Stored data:
Issue #474, opened 2023-03-04
Restore `-source:3.2-migration` 


armanbilge:
- https://github.com/typelevel/sbt-typelevel/pull/467
- https://github.com/typelevel/sbt-typelevel/pull/473

armanbilge:
Btw, I think the lesson learned here is we should try and get out the new flags ahead of Scala releases. Since upgrading a scala (minor) version might always involve work anyway, might as well as do any flag-related work at the same time. But _after_ everyone has upgraded it's extremely annoying to have to make more fixes because of a retro-actively applied flag.

armanbilge:
This seems pretty nuanced ...
- https://github.com/lampepfl/dotty/discussions/17591

armanbilge:
Conclusion in https://github.com/lampepfl/dotty/discussions/17591#discussioncomment-6003589 is that actually we should not use migration flags at all.

satorg:
Do you mean, this issue is better to be closed?

armanbilge:
We can close it after we remove the existing migration flag 😅 
https://github.com/typelevel/sbt-typelevel/blob/5efebdf5350f4e419970ae6906bea385d8381e3f/settings/src/main/scala/org/typelevel/sbt/TypelevelSettingsPlugin.scala#L173

Issue #257, opened 2022-04-11
`tlFatalWarnings` and `tlJdkRelease` don't respect `Config`, `Test`, etc. scopes


armanbilge:
Had to revert my initial attempt at this, see:
- https://github.com/typelevel/sbt-typelevel/pull/255

armanbilge:
I'm hoping that my proposal in https://github.com/typelevel/scalac-options/issues/2 will make this easier to implement.

armanbilge:
Depends on https://github.com/typelevel/sbt-typelevel/issues/256.

PR #515, opened 2023-05-25
Add re-introduced unused/discard warnings for scala >3.3.0

amumurst:
This PR prepares the plugin for the official scala 3.3.0 release (it is tagged, just not released quite yet https://github.com/lampepfl/dotty/releases/tag/3.3.0). It adds back all the warnings for unused and discarded values that is re-added in this release.

PR #493, opened 2023-04-19
Add -Xsource:3 to 2.12 (and future minor 2 releases) builds

etspaceman:

PR #531, opened 2023-06-18
Refresh scalac settings

armanbilge:
- Closes https://github.com/typelevel/sbt-typelevel/issues/474
- Merges https://github.com/typelevel/sbt-typelevel/pull/493
- Merges https://github.com/typelevel/sbt-typelevel/pull/515
- Heeds https://github.com/lampepfl/dotty/discussions/17591
- Closes https://github.com/typelevel/sbt-typelevel/issues/257

### DIFF
--- a/settings/src/main/scala/org/typelevel/sbt/TypelevelSettingsPlugin.scala
+++ b/settings/src/main/scala/org/typelevel/sbt/TypelevelSettingsPlugin.scala
@@ -269,7 +269,7 @@ object TypelevelSettingsPlugin extends AutoPlugin {
   private val perConfigSettings = Seq(
     scalacOptions := {
       val old = scalacOptions.value
-      val flag = "-Xfatal-warnings"
+      val flag = "-Werror"
       if (tlFatalWarnings.value)
         if (!old.contains(flag)) old :+ flag else old
       else
--- a/settings/src/main/scala/org/typelevel/sbt/TypelevelSettingsPlugin.scala
+++ b/settings/src/main/scala/org/typelevel/sbt/TypelevelSettingsPlugin.scala
@@ -233,20 +233,6 @@ object TypelevelSettingsPlugin extends AutoPlugin {
       "utf8",
       "-Xlint:all"
     ),
-
-    // TODO make these respect Compile/Test config
-    scalacOptions ++= {
-      if (tlFatalWarnings.value)
-        Seq("-Xfatal-warnings")
-      else
-        Seq.empty
-    },
-    javacOptions ++= {
-      if (tlFatalWarnings.value)
-        Seq("-Werror")
-      else
-        Seq.empty
-    },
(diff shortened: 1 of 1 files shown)


settings/src/main/scala/org/typelevel/sbt/TypelevelSettingsPlugin.scala
```diff
@@ -281,6 +267,22 @@ object TypelevelSettingsPlugin extends AutoPlugin {
   ) ++ inConfig(Compile)(perConfigSettings) ++ inConfig(Test)(perConfigSettings)
 
   private val perConfigSettings = Seq(
+    scalacOptions := {
+      val old = scalacOptions.value
+      val flag = "-Xfatal-warnings"
+      if (tlFatalWarnings.value)
+        if (!old.contains(flag)) old :+ flag else old
+      else
+        old.filterNot(_ == flag)
```
satorg, line 276: A minor nit: `-Xfatal-warnings` was superseded with `-Werror` on 2.13 and 3.x. Although the former seems still working on both compilers. 

However, perhaps it makes sense to check for both options in the `if` condition, like
```
if (!old.contains(flag) && !old.contains("-Werror")) old :+ flag else old
else
  old.filterNot(opt => opt == flag || opt == "-Werror")
```

armanbilge: Oh, good to know 🤔 do you know which Scala versions that happened in?

I'm kind of okay with sbt-typelevel dropping support for old patches.

armanbilge: > However, perhaps it makes sense to check for both options in the `if` condition, like

The `if` is mainly intended to check for the flag it added itself, since `Test` seems to inherit from `Compile`, see https://github.com/typelevel/sbt-typelevel/pull/255#issue-1199911910.

satorg: @armanbilge 
> Oh, good to know 🤔 do you know which Scala versions that happened in?

looks like `-Werror` was added since 2.12.17:
```
$ scala-cli compile --server=false -S 2.12.16 -Werror -Xlint -- UnusedImport.scala 
scalac error: bad option: '-Werror'
  scalac -help  gives more information
Compilation failed

$ scala-cli compile --server=false -S 2.12.17 -Werror -Xlint -- UnusedImport.scala 
UnusedImport.scala:1: warning: Unused import
import scala.concurrent.Future
                        ^
error: No warnings can be incurred under -Xfatal-warnings.
one warning found
one error found
Compilation failed
```
However, seems it was not announced officially: https://github.com/scala/scala/releases/tag/v2.12.17.
Neither it is returned by any of scalac v2.12.17 help options (I couldn't find any at least).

• PROBLEM REQUIREMENTS
Reproduce each of the entries exactly, omitting none.

• ANSWER BOX
Issue #474, opened 2023-03-04
Restore `-source:3.2-migration` 


armanbilge:
- https://github.com/typelevel/sbt-typelevel/pull/467
- https://github.com/typelevel/sbt-typelevel/pull/473

armanbilge:
Btw, I think the lesson learned here is we should try and get out the new flags ahead of Scala releases. Since upgrading a scala (minor) version might always involve work anyway, might as well as do any flag-related work at the same time. But _after_ everyone has upgraded it's extremely annoying to have to make more fixes because of a retro-actively applied flag.

armanbilge:
This seems pretty nuanced ...
- https://github.com/lampepfl/dotty/discussions/17591

armanbilge:
Conclusion in https://github.com/lampepfl/dotty/discussions/17591#discussioncomment-6003589 is that actually we should not use migration flags at all.

satorg:
Do you mean, this issue is better to be closed?

armanbilge:
We can close it after we remove the existing migration flag 😅 
https://github.com/typelevel/sbt-typelevel/blob/5efebdf5350f4e419970ae6906bea385d8381e3f/settings/src/main/scala/org/typelevel/sbt/TypelevelSettingsPlugin.scala#L173

Issue #257, opened 2022-04-11
`tlFatalWarnings` and `tlJdkRelease` don't respect `Config`, `Test`, etc. scopes


armanbilge:
Had to revert my initial attempt at this, see:
- https://github.com/typelevel/sbt-typelevel/pull/255

armanbilge:
I'm hoping that my proposal in https://github.com/typelevel/scalac-options/issues/2 will make this easier to implement.

armanbilge:
Depends on https://github.com/typelevel/sbt-typelevel/issues/256.

PR #515, opened 2023-05-25
Add re-introduced unused/discard warnings for scala >3.3.0

amumurst:
This PR prepares the plugin for the official scala 3.3.0 release (it is tagged, just not released quite yet https://github.com/lampepfl/dotty/releases/tag/3.3.0). It adds back all the warnings for unused and discarded values that is re-added in this release.

PR #493, opened 2023-04-19
Add -Xsource:3 to 2.12 (and future minor 2 releases) builds

etspaceman:

PR #531, opened 2023-06-18
Refresh scalac settings

armanbilge:
- Closes https://github.com/typelevel/sbt-typelevel/issues/474
- Merges https://github.com/typelevel/sbt-typelevel/pull/493
- Merges https://github.com/typelevel/sbt-typelevel/pull/515
- Heeds https://github.com/lampepfl/dotty/discussions/17591
- Closes https://github.com/typelevel/sbt-typelevel/issues/257

### DIFF
--- a/settings/src/main/scala/org/typelevel/sbt/TypelevelSettingsPlugin.scala
+++ b/settings/src/main/scala/org/typelevel/sbt/TypelevelSettingsPlugin.scala
@@ -269,7 +269,7 @@ object TypelevelSettingsPlugin extends AutoPlugin {
   private val perConfigSettings = Seq(
     scalacOptions := {
       val old = scalacOptions.value
-      val flag = "-Xfatal-warnings"
+      val flag = "-Werror"
       if (tlFatalWarnings.value)
         if (!old.contains(flag)) old :+ flag else old
       else
--- a/settings/src/main/scala/org/typelevel/sbt/TypelevelSettingsPlugin.scala
+++ b/settings/src/main/scala/org/typelevel/sbt/TypelevelSettingsPlugin.scala
@@ -233,20 +233,6 @@ object TypelevelSettingsPlugin extends AutoPlugin {
       "utf8",
       "-Xlint:all"
     ),
-
-    // TODO make these respect Compile/Test config
-    scalacOptions ++= {
-      if (tlFatalWarnings.value)
-        Seq("-Xfatal-warnings")
-      else
-        Seq.empty
-    },
-    javacOptions ++= {
-      if (tlFatalWarnings.value)
-        Seq("-Werror")
-      else
-        Seq.empty
-    },
(diff shortened: 1 of 1 files shown)


settings/src/main/scala/org/typelevel/sbt/TypelevelSettingsPlugin.scala
```diff
@@ -281,6 +267,22 @@ object TypelevelSettingsPlugin extends AutoPlugin {
   ) ++ inConfig(Compile)(perConfigSettings) ++ inConfig(Test)(perConfigSettings)
 
   private val perConfigSettings = Seq(
+    scalacOptions := {
+      val old = scalacOptions.value
+      val flag = "-Xfatal-warnings"
+      if (tlFatalWarnings.value)
+        if (!old.contains(flag)) old :+ flag else old
+      else
+        old.filterNot(_ == flag)
```
satorg, line 276: A minor nit: `-Xfatal-warnings` was superseded with `-Werror` on 2.13 and 3.x. Although the former seems still working on both compilers. 

However, perhaps it makes sense to check for both options in the `if` condition, like
```
if (!old.contains(flag) && !old.contains("-Werror")) old :+ flag else old
else
  old.filterNot(opt => opt == flag || opt == "-Werror")
```

armanbilge: Oh, good to know 🤔 do you know which Scala versions that happened in?

I'm kind of okay with sbt-typelevel dropping support for old patches.

armanbilge: > However, perhaps it makes sense to check for both options in the `if` condition, like

The `if` is mainly intended to check for the flag it added itself, since `Test` seems to inherit from `Compile`, see https://github.com/typelevel/sbt-typelevel/pull/255#issue-1199911910.

satorg: @armanbilge 
> Oh, good to know 🤔 do you know which Scala versions that happened in?

looks like `-Werror` was added since 2.12.17:
```
$ scala-cli compile --server=false -S 2.12.16 -Werror -Xlint -- UnusedImport.scala 
scalac error: bad option: '-Werror'
  scalac -help  gives more information
Compilation failed

$ scala-cli compile --server=false -S 2.12.17 -Werror -Xlint -- UnusedImport.scala 
UnusedImport.scala:1: warning: Unused import
import scala.concurrent.Future
                        ^
error: No warnings can be incurred under -Xfatal-warnings.
one warning found
one error found
Compilation failed
```
However, seems it was not announced officially: https://github.com/scala/scala/releases/tag/v2.12.17.
Neither it is returned by any of scalac v2.12.17 help options (I couldn't find any at least).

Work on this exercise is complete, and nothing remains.